ITEM 7.MANAGEMENT'S DISCUSSION AND ANALYSIS OF FINANCIAL CONDITION AND RESULTS
       OF OPERATIONS
 
BACKGROUND AND OVERVIEW
 
     The Company provided information technology education and training to over
14,300 students in fiscal year 1999. The Company designs programs and courses to
meet current information technology education needs, offering instruction in
rapidly growing technologies such as client/server, database, networking and
object-oriented programming through its twenty-seven locations throughout the
United States and Canada.
 
     On February 17, 1998 the company acquired Markerdowne Corporation d/b/a
Computer Learning Centers Paramus ("CLC Paramus"), a privately-held provider of
information technology education and training based in Paramus, New Jersey. CLC
Paramus had approximately 800 students enrolled at the date of acquisition.
 
     On February 20, 1998 the Company acquired Delta College ("CLC Delta"), a
Montreal, Quebec-based, privately-held provider of information technology
education and training.

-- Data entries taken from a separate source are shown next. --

Issue #400, opened 2026-05-10
install <name> always fails skill step on Windows: 'Skill install failed' (subprocess npx loses TTY)


roiizchak:
## Summary

`@mvanhorn/printing-press install <name>` consistently reports `Skill install failed for pp-<name>. The binary remains installed at <path>.` on Windows PowerShell. The Go binary installs successfully every time; only the skill step fails. Running the same `npx -y skills@latest add ...` command directly from the same shell **succeeds**.

## Repro

```powershell
PS> npx -y "@mvanhorn/printing-press" install notion
Skill install failed for pp-notion. The binary remains installed at C:\Users\royko\go\bin\notion-pp-cli.exe.
```

Then running the underlying skill install command directly:

```powershell
PS> npx -y skills@latest add mvanhorn/printing-press-library/cli-skills/pp-notion -g -y
# ...interactive UI runs, summary panel, "Installed 1 skill" — exit 0
```

The skill installs correctly when invoked directly, confirming the binary, registry, and skill source are all valid.

## Root Cause (Hypothesis)

`dist/src/commands/install.js:85` calls `installSkill()`, which in `dist/src/skill.js:14-16` does:

```js
return runner("npx", skillsAddArgs(skillName, options));
```

`execFileRunner` spawns `npx` as a piped subprocess (no TTY). The `skills` CLI (v1.5.6) is interactive — clack-style prompts, spinners, summary panels. Without a TTY on stdin/stdout, it appears to exit non-zero, even though the skill files are written. The wrapper sees the non-zero exit and reports `Skill install failed`.

Notably, the binary remains installed because `goInstall` ran first and succeeded.

## Environment

- OS: Windows 11 Pro 26200, PowerShell 7
- `@mvanhorn/printing-press`: 0.1.3
- `printing-press` Go binary: 4.2.2 (Go 1.26.3)
- `skills` CLI: 1.5.6
- Node: v24.15.0

## Workaround

Two-step install:

```powershell
npx -y "@mvanhorn/printing-press" install <name> --cli-only
npx -y skills@latest add mvanhorn/printing-press-library/cli-skills/pp-<name> -g -y
```

The second command runs interactively in the user's shell, gets a TTY, and succeeds.

## Suggested Fixes

Pick whichever fits the wrapper's design:

1. **Pass `--no-interactive` (or equivalent)** to the `skills add` invocation if the CLI supports it — keeps subprocess execution but stops it requiring a TTY.
[...]

PR #664, opened 2026-05-18
fix(npm): skill install/uninstall fails on Windows (execFile npx → ENOENT)

magoo242:
## Summary

On Windows, `printing-press install <name>` installs the Go binary but **always fails the skill step** ("Skill install failed"); `uninstall <name>` breaks the same way. This fixes both. Refs #400 — thanks @roiizchak for the clear report and repro.

## Root cause (empirically verified — Windows 11, Node v24.14.1)

`npm/src/skill.ts` calls `runner("npx", …)` → `npm/src/process.ts` `execFileRunner` → Node `execFile("npx", …)` **with no `shell` option**. On Windows `npx` ships as `npx.cmd`/`npx.ps1` — there is no `npx.exe`. `execFile` without a shell uses `CreateProcess`, which only auto-appends `.exe`, never `.cmd`. So **npx is never spawned → `ENOENT` (errno -4058) → exit 127 → "Skill install failed."** The `skills` CLI never runs. This isn't a TTY/stdio issue (the original #400 hypothesis was a reasonable first guess) — the subprocess never starts.

**The go-vs-npx asymmetry:** `npm/src/go.ts` uses the *same* `execFileRunner` via `runner("go", …)` and *works*, purely because `go.exe` exists and `CreateProcess` auto-appends `.exe`. Same runner, opposite outcome, solely `.exe` vs `.cmd`.

| Isolated repro (Windows 11, Node v24.14.1) | Result |
|---|---|
| `execFile("npx", ["--version"])` bare | `spawn npx ENOENT` (errno -4058) |
| `execFile("npx", ["--version"], { shell: true })` | ✅ `11.11.0` |
| `execFile("npx.cmd", ["--version"])` bare | `spawn EINVAL` — "just use `npx.cmd`" is **not** valid on Node ≥20 Windows |
| `execFile("go", ["version"])` bare | ✅ (control: `.exe` resolves) |

## Scope

Two call sites, both in `skill.ts` (`installSkill`, `removeSkill`) → fixes **install and uninstall**. `go.ts` unaffected and stays unaffected.

## The fix

- `npm/src/process.ts`: opt-in `shell?: boolean` on `RunOptions`, passed through in `execFileRunner`, **default `false`** so every existing caller (notably `go.ts`) is byte-for-byte unchanged.
- `npm/src/skill.ts`: opt in at both npx sites with `{ shell: process.platform === "win32" }` (Windows only; POSIX unchanged).

+4/−2 across 2 files; `go.ts` untouched.

## Verification (Windows 11, Node v24.14.1)

End-to-end through the real `bin/printing-press.mjs` → `cli` → `installSkill`/`removeSkill` → patched `execFileRunner`:

- `install <cli> --skill-only` → **exit 0**, skill installed (confirmed in agent skill list) — the exact step that fails today.
- `uninstall <cli> --yes` → **exit 0**, skill removed (`removeSkill` path).
- Control: patched npx (`shell:true`) → exit 0; `go` path (default options, unchanged) → exit 0.
- `npm test`: 44 pass / 4 fail; the 4 failures pre-exist on `main` (unrelated `install`-command tests asserting POSIX paths that fail on any Windows checkout). **Zero** patch-induced regressions — verified by re-running the suite on `main` with the patch reverted (identical 4 failures).

*(End-to-end used a local registry fixture because a live default-registry install is currently blocked by an unrelated malformed `registry.json` entry — being addressed separately in #663. Registry resolution is orthogonal to the npx-spawn path under test.)*

## Honest caveat (your call)

`shell: true` triggers Node `DEP0190` (args concatenated, not escaped). Safe here: args are fixed flags + a library slug path, no untrusted shell metacharacters. The heavier-but-fully-robust alternative is a `cross-spawn` dependency. I chose the zero-dependency `shell` opt-in for a minimal diff — happy to switch to `cross-spawn` if you'd prefer.

One open question: this fix won't reach `npx @mvanhorn/printing-press` users until `npm/package.json`'s `version` is bumped (per AGENTS.md). Glad to add a patch bump here, or leave version control to you.


tmchow:

tmchow:
@magoo242 address code review feedback

tmchow:
Hey @magoo242, this PR has unresolved review feedback. Mind taking another pass? If you've hit a blocker or want to hand it off, just leave a note. Otherwise I'll close it for inactivity in about 2 days, happy to reopen anytime.

magoo242:
Addressed the review feedback by switching to `cross-spawn` — Greptile's preferred remedy, and the option I'd flagged in the original PR body. Pushed as `16a931ff`.

**What changed**
- `npm/src/process.ts`: replaced `execFile` with `cross-spawn.spawn`, collecting stdout/stderr from the child streams. No more `shell: true` anywhere — cross-spawn handles `.cmd`/`.bat` resolution on Windows itself. ENOENT continues to map to exit 127.
- `npm/src/skill.ts`: reverted the per-platform `{ shell: process.platform === "win32" }` opt-in at both `installSkill` and `removeSkill` — no longer needed.
- `RunOptions.shell?: boolean` removed.
- `npm/package.json`: `cross-spawn ^7.0.6` runtime dep, `@types/cross-spawn ^6.0.6` dev dep.

The `Runner` signature is unchanged, so `go.ts` and POSIX behavior are byte-identical.

**Verification on Windows 11 / Node v24.14.1** (same end-to-end harness as the original PR):
- `install --skill-only` → exit 0; skill genuinely installs (confirmed present in the agent skill list afterward).
- `uninstall --yes` → exit 0; skill removed (`removeSkill` path).
- Parent-process stderr captured during a real `npx` invocation contains **no DEP0190** (vs. visible on every run with the prior approach).
- Control: `execFileRunner("go", ["version"])` → exit 0 with no shell, confirming the go-install path is unaffected.
- `npm test`: 44 pass / 4 fail — the same 4 pre-existing Windows POSIX-path failures in `install.test.js` that are present on `main` and are untouched by this change. No patch-induced regressions.

**Side benefit:** because args remain an array and are never shell-concatenated, the latent argument-injection surface that came with `shell: true` is also closed.

Happy to address anything else. The cross-spawn alternative also resolves the open `shell: true`-vs-`cross-spawn` question from the PR body in cross-spawn's favor — if there are no concerns with the dep, I think this is mergeable.

tmchow:
Hey @magoo242, this PR has unresolved review feedback. Mind taking another pass? If you've hit a blocker or want to hand it off, just leave a note. Otherwise I'll close it for inactivity in about 2 days, happy to reopen anytime.

tmchow:
Closing this for now after a couple quiet days. Feel free to reopen anytime you want to keep going.

(This is an automated triage message. If you think it was closed in error, just reopen it or leave a note here and a maintainer will take a look.)

magoo242:
For anyone landing here: opened #864 as a fresh PR since the API wouldn't reopen this one after the bot-close. Same branch, same fix (now caught up to current main, including the package rename). Continuing the discussion there.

Delta College had approximately 800 students enrolled at
the date of acquisition at two locations: Montreal and Laval.
 
     The business acquisitions were accounted for as a pooling of interests in
accordance with Accounting Principles Board Opinion No. 16, "Business
Combinations." Current and prior years' financial statements were not restated
to include these acquisitions on the basis of immateriality to the Company. The
Company's results of operations incorporate each acquired Learning Center's
activity from its respective date of acquisition.
 
     During fiscal 1999, the Company derived approximately 96% of its revenues
from Learning Centers course tuition, approximately 2% from the Advantec
Institutes (discontinued during fiscal year 1999) course fees, with the
remaining revenues derived from sales of books and fees charged directly to
students. The Company enrolls students on a monthly basis and delivers its
curricula over an 8- to 17-month period for full-time students and over a 16-to
34-month period for part-time students. The Company's revenues in any period are
directly related to the number of enrolled students (or student population), the
number of new enrollments and the student retention rate.
 
     The majority of the Company's students qualify for financial assistance
under various government-supported student financial aid programs, especially
the Title IV Programs, and the Company is highly dependent on the continued
availability of government-supported student financial aid.
 
     The Company manages the collection risks associated with student accounts
receivable for withdrawn and graduate students by utilizing an in house
centralized credit and collection function staffed with personnel whose primary
responsibility is the collection effort. The collection effort includes
reviewing management reports detailing student accounts receivable balances,
following up on student delinquencies via telephone and letters as well as
employing other activities related to collection. The Company makes available to
qualifying students alternative financing arrangements ("CLC financing") which
help fund their education. Dependent upon the credit worthiness of the
individual, CLC financing may be offered to assist students with meeting their
financial obligations related to attending CLC. The Company requires students
receiving CLC financing to make regular monthly payments. Depending on the level
of financing extended to students, payment plans offered generally range from
six months to three years. All amounts due to the Company in periods beyond one
year are classified as long-term receivables. Additionally, Company personnel
help students overcome financial obstacles to completing their educational
programs by assisting students in finding part-time employment when their own
resources, CLC financing and Title IV financial aid are not adequate to meet
their financial needs.
 
     Costs of instruction and services consist primarily of costs related to the
delivery and administration of the Company's programs, including faculty
compensation, salaries for administrative personnel who provide services
directly to students, the costs of educational materials sold, facility leases
and related occupancy costs, equipment rental and depreciation and amortization
of educational property and equipment. Selling and promotional costs consist
primarily of advertising, admission representative salaries and benefits and
other costs related to the selling and promotional functions. General and
administrative costs consist primarily of
 
                                       24
<PAGE>   25
 
salaries for administrative personnel, occupancy costs, depreciation and
amortization of property and equipment, legal expenses and other related costs
for functions such as executive management, corporate accounting, human
resources, regulatory compliance, product strategy and curricula development,
new business development and other functions that do not provide direct services
to the Company's students. Provision for doubtful accounts represents the
Company's provision for doubtful student accounts receivable Amortization of
intangibles consists primarily of amortization of intangible assets related to
capitalized costs of original U.S. Department of Education certifications.
 
     This Annual Report on Form 10-K contains forward-looking statements.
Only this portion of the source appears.